State, as a bare number, how many lines below contain "swallowing".

======== INFORMATION SUPPLIED ========

PR #67, opened 2022-07-14
Enable removal of all subscribers from a domain publisher instance

sven1103:


core/src/main/java/life/qbic/identityaccess/application/user/Registration.java
```diff
@@ -67,6 +67,7 @@ public void register(String fullName, String email, char[] rawPassword) {
               response -> registerUserOutput.onUnexpectedFailure(build(response)));
     } catch (Exception e) {
       log.error("User registration failed", e.getCause());
+      log.error(e.getMessage());
```
KochTobi, line 70: Why not 
```suggestion
      log.error("User registration failed", e);
```

sven1103: Tbh, I dont really understand how the exception logging works. I just observed, that passing the throwable cause does not print anything in the logs, which made it impossible for debugging.

core/src/main/java/life/qbic/identityaccess/application/user/UserRegistrationService.java
```diff
@@ -80,6 +80,14 @@ public ApplicationResponse registerUser(final String fullName, final String emai
     if (userDomainService.isEmpty()) {
       throw new RuntimeException("User registration failed.");
     }
+
+    DomainEventPublisher domainEventPublisher = DomainEventPublisher.instance();
+    while (!domainEventPublisher.clear()) {
+      try {
+        Thread.sleep(1);
+      } catch (InterruptedException ignored) {
+      }
```
KochTobi, line 89: As I recently learned, swallowing exceptions might lead to a huge overhead when trying to figure out what happened.
(https://www.youtube.com/watch?v=LRwCE7GreSM)
In this case, I would ask that we log the error here or rethrow a RuntimeException and handle the exception on an outer level.
```suggestion
      } catch (InterruptedException ignored) {
        log.error(ignored);
      }
```
```suggestion
      } catch (InterruptedException ignored) {
        throw new RuntimeException("Unexpected interrupt.", ignored);
      }
```

core/src/main/java/life/qbic/identityaccess/application/user/UserRegistrationService.java
```diff
@@ -173,7 +181,16 @@ public ApplicationResponse requestPasswordReset(String userEmailAddress) {
...
       return ApplicationResponse.failureResponse(new UserNotActivatedException("User not active"));
     }
-    DomainEventPublisher.instance().subscribe(new DomainEventSubscriber<PasswordReset>() {
+
+    DomainEventPublisher domainEventPublisher = DomainEventPublisher.instance();
+    while (!domainEventPublisher.clear()) {
+      try {
+        Thread.sleep(1);
+      } catch (InterruptedException ignored) {
+      }
```
KochTobi, line 190: As I recently learned, swallowing exceptions might lead to a huge overhead when trying to figure out what happened.
(https://www.youtube.com/watch?v=LRwCE7GreSM)
In this case, I would ask that we log the error here or rethrow a RuntimeException and handle the exception on an outer level.
```suggestion
      } catch (InterruptedException ignored) {
        log.error(ignored);
      }
```
```suggestion
      } catch (InterruptedException ignored) {
        throw new RuntimeException("Unexpected interrupt.", ignored);
      }
```

core/src/main/java/life/qbic/identityaccess/application/user/UserRegistrationService.java
```diff
@@ -256,7 +273,14 @@ public UserExistsException() {
    * @since 1.0.0
    */
   public void confirmUserEmail(String userId) throws UserNotFoundException {
-    DomainEventPublisher.instance().subscribe(new DomainEventSubscriber<UserActivated>() {
+    DomainEventPublisher domainEventPublisher = DomainEventPublisher.instance();
+    while (!domainEventPublisher.clear()) {
+      try {
+        Thread.sleep(1);
+      } catch (InterruptedException ignored) {
+      }
```
KochTobi, line 281: As I recently learned, swallowing exceptions might lead to a huge overhead when trying to figure out what happened.
(https://www.youtube.com/watch?v=LRwCE7GreSM)
In this case, I would ask that we log the error here or rethrow a RuntimeException and handle the exception on an outer level.
```suggestion
      } catch (InterruptedException ignored) {
        log.error(ignored);
      }
```
```suggestion
      } catch (InterruptedException ignored) {
        throw new RuntimeException("Unexpected interrupt.", ignored);
      }
```

core/src/main/java/life/qbic/identityaccess/application/user/UserRegistrationService.java
```diff
@@ -303,11 +327,12 @@ private void sendNotification(UserEmailConfirmed event) {
 
   /**
    * <p>
-   * An exception to be thrown if an user is not activated.
-   * This implies that the user cannot login into the application
+   * An exception to be thrown if an user is not activated. This implies that the user cannot login
+   * into the application
```
KochTobi, line 331:
```suggestion
   * An exception to be thrown if a user is not activated. This implies that the user cannot log in
   * to the application
```

core/src/main/java/life/qbic/shared/domain/events/DomainEventPublisher.java
```diff
@@ -56,4 +56,23 @@ public <T extends DomainEvent> void publish(final T domainEvent) {
...
+
+  /**
+   * Removes all subscribers from the current thread's domain event subscription list.
+   * <p>
+   * This method is not interrupting current publishing domain event processes. In this case, the
+   * method will return <code>false</code>.
+   *
+   * @return false, when there are currently domain events published to signal that the removal was
+   * not performed. If the method returns true, the publisher was not in the process of publishing
+   * and all subscribers have been removed.
```
KochTobi, line 68:
```suggestion
   * @return false, when there are currently domain events published to signal that the removal was
   * not performed; true, when the publisher was not in the process of publishing
   * and all subscribers have been removed.
```

KochTobi (changes requested):
As I understand this implementation, the DomainEventPublisher is asked to clear every second by every client that requested the instance. Is this correct?

We have to make sure not to swallow exceptions. Either we have to implement some form of logging here or we have to propagate the information outwards.

KochTobi (approved):
Hi @sven1103 
Thank you for addressing my comments. The last suggestion is NIT so feel free to ignore it.
Nice work!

========

• _EXPECTED OUTPUT_
3